◆ **YOUR OBJECTIVE**:
Every line of the following records that includes "live" should be copied.

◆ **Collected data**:
┌──

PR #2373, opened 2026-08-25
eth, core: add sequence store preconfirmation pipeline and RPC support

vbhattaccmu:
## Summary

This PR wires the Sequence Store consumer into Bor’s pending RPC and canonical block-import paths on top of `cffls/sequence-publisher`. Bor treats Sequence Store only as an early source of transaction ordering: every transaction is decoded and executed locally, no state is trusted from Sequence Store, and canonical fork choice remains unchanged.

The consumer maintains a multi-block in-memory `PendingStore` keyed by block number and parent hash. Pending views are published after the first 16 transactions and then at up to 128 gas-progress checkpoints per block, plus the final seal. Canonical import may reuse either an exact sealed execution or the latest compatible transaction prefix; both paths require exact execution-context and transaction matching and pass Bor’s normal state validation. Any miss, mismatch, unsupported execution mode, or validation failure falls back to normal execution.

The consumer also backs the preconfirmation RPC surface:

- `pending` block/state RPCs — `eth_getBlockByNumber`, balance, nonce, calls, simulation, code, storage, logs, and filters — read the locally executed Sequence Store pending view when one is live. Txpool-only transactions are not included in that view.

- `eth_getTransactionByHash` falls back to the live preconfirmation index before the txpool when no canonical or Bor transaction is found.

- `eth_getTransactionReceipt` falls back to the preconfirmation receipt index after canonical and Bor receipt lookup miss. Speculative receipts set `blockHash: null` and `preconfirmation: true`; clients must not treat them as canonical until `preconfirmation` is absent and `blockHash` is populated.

└──

◆ **TASK ANSWER**:
- `pending` block/state RPCs — `eth_getBlockByNumber`, balance, nonce, calls, simulation, code, storage, logs, and filters — read the locally executed Sequence Store pending view when one is live. Txpool-only transactions are not included in that view.
- `eth_getTransactionByHash` falls back to the live preconfirmation index before the txpool when no canonical or Bor transaction is found.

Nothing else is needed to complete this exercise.